Is Reverse Osmosis best for me?
Firstly let me educate you about Reverse Osmosis. There are various options for reverse osmosis, there are 5 stage units up to 7 stage units.
Each stage is a different filter stage for filtering your water. In most cases the first stage is a 5 micron sediment filter to catch any sediment in your water. The second stage is a Granular Activated Carbon Filter (GAC), which is for removing chlorine and some heavy metals. The third stage is another sediment filter of 1 micron which will catch much finer sediment or bits of carbon from the carbon filter, this is to protect the fourth stage filter which is the membrane filter from being clogged with any sediment.
The membrane is designed to remove everything from the water except the bonded H2O molecule which makes up water itself. The result is a water which is considered a dead water, no vitamins and minerals of any kind are left behind. The fifth stage is a unit designed to put back all the minerals and vitamins which were removed, this unit is known as a mineral enhancer.
A reverse osmosis unit also uses a tank and a pump. When the water filters through the membrane stage much water is wasted, this is because the membrane is so fine that only so much water can go through it at a time yet it requires strong pressure for water to be pushed through. This results in a mind boggling 80% of the water being flushed down the drain and not used at all. What water is filtered is fed into a pressurised tank to build enough pressure in the system for you to have good flow out of your tap. Some systems come with an electric pump to help improve the pressure so you don't wait for hours to fill you kettle.
So now you know how a reverse osmosis system works and all what is involved in getting the quality of water you want. This system will only be recommended to someone who is not on our regular municipal water which has been treated by the city. Reverse osmosis is very costly in the long term and also wastes a lot of water. It can cost you up to R1200 in filters alone every year and R500 in filters alone every 6 months. It requires regular maintenance and servicing to ensure it is performing well and not wasting more water than it needs to. There are far simpler options available for the majority of us who are on a municipal supply.
"RO is complete overkill unless you have brackish water."

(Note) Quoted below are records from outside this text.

Issue #161, opened 2022-01-25
Handle a job failure


abrampl:
Is it  possible to handle failed job in laravel actions like in orginal laravel queue, method failed ?

https://laravel.com/docs/8.x/queues#dealing-with-failed-jobs

```php

    /**
     * Handle a job failure.
     *
     * @param  \Throwable  $exception
     * @return void
     */
    public function failed(Throwable $exception)
    {
        // Send user notification of failure, etc...
    }
```

travisaustin:
Within my own projects, I defined a new `JobDecorator` that I use to do this. In my `JobDecorator`, it looks for a function called `jobFailed()` on the Action itself, and calls that function if the job does fail.

I've submitted a PR to add this functionality to Laravel Actions. I hope this helps!

lorisleiva:
Fixed by #166. Will be part of the next release (very soon, feel free to use `dev-main` for now 🙂).

alex-osborn:
Hi. This is a great update - thanks.

I'm running into an error with the current release version (v2.4.0), while running my project which is using PHP 8.0.18. This is a valid version per the package requirements (^8.0).

    Cannot unpack array with string keys

Looks like this is the line causing the error:

    Lorisleiva\Actions\Decorators\JobDecorator:150

    $this->fromActionMethod('jobFailed', [$e, ...$this->parameters], []);


Looks like this pull request introduced a dependency on PHP 8.1, because array unpacking with associative keys was only introduced in that version. https://php.watch/versions/8.1/spread-operator-string-array-keys

Possibly bump the version for the next release or look at tweaking this?

lorisleiva:
Hi there 👋 Thanks for raising this. I think this is probably more a change in Laravel since I've never seen this `parameters` array be associative. Would you mind opening another issue for this?

PR #166, opened 2022-01-28
Support for new function jobFailed(Throwable $e)

travisaustin:
When a Laravel job fails, Laravel supports cleaning up from that job by defining a `failed()` function on the job class.

See Laravel documentation here: https://laravel.com/docs/8.x/queues#cleaning-up-after-failed-jobs

This PR adds support for a new function on the Laravel Action called `jobFailed(Throwable $e)`. If a job fails, this function will be called to provide an opportunity to clean up from the job failure.

See #161.

I don't have much experience writing tests, and would appreciate any feedback on writing a better test if needed.


lorisleiva:
Awesome! Thanks for your contribution! 🍺

gwillyoo:
This is not found in the documentation or am i missed it  ? But thanks!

Let me tell you how a regular system works and what is involved to give a very high quality of water at a fraction of the cost long term. The most common is a single housing unit which has either a Granular Activated Carbon (GAC) Filter or a GAC and KDF filter cartridge. Both types of filters will give you the same result yet the one containing KDF will last twice the lifespan as the GAC only cartridge. Both these cartridges will give you water which is free from chlorine, heavy metals such as aluminium, lead and mercury, any herbicides and pesticides and any sediment in the water. Both cartridges will also remove any bad tastes and smells and is leaving behind all the minerals and vitamins which is why we are drinking water in the first place. Another option is a double housing unit which contains a 5 micron POE sediment filter along with either a GAC filter cartridge or a GAC and KDF filter cartridge. The sediment filter comes before the GAC filter to capture any sediment in the water before it may prematurely clog up the GAC filter and shortening its life span. I will recommend either of these units to anyone who is on our standard municipal water supply. They will give you the quality of water you want and are far more cost effective to maintain long term. The sediment filter needs to be changed every 6 months along with the GAC filter cartridge at as much as R200 per change. The GAC and KDF filter cartridge can last as long as 2 years at a cost of between R800 to R1800 depending on the supplier.
So as you can see you are most probably not in need of a Reverse Osmosis system where a regular system will work just fine and cost you a fraction of the price. Yes I suppose there is a great peace of mind which comes with having an R.O system as you know 100% you are getting a quality of water with absolutely no impurities in it what so ever. But is it worth wasting 80% of the water used in an R.O system along with the high maintenance costs??